→ To do:
Keeping every word the same, return the listing from its first line until the line holding "because of that." has been returned as well.

→ Material for this task:
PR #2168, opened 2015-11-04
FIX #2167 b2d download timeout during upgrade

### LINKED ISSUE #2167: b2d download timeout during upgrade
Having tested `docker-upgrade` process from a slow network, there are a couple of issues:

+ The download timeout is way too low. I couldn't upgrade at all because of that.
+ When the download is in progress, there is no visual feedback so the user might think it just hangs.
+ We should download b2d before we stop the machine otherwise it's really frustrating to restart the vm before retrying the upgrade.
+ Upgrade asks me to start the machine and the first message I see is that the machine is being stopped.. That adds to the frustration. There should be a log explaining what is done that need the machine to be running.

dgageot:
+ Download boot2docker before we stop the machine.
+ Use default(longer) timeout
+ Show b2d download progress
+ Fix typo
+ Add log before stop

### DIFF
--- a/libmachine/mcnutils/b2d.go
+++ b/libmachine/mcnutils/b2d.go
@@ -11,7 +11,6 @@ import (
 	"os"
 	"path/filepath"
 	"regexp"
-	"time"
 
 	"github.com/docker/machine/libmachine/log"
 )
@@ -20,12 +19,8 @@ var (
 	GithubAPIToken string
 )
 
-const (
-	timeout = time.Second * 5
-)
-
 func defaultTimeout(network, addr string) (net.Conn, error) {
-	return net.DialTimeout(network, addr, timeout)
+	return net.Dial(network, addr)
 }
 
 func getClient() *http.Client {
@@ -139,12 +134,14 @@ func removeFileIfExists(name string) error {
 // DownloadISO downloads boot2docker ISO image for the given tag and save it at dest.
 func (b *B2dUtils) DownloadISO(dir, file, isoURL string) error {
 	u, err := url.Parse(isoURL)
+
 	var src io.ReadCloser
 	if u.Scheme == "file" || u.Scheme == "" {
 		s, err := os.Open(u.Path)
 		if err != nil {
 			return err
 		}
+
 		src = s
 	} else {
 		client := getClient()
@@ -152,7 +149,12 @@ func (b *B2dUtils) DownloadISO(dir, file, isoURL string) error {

→ Completed task:
PR #2168, opened 2015-11-04
FIX #2167 b2d download timeout during upgrade

### LINKED ISSUE #2167: b2d download timeout during upgrade
Having tested `docker-upgrade` process from a slow network, there are a couple of issues:

+ The download timeout is way too low. I couldn't upgrade at all because of that.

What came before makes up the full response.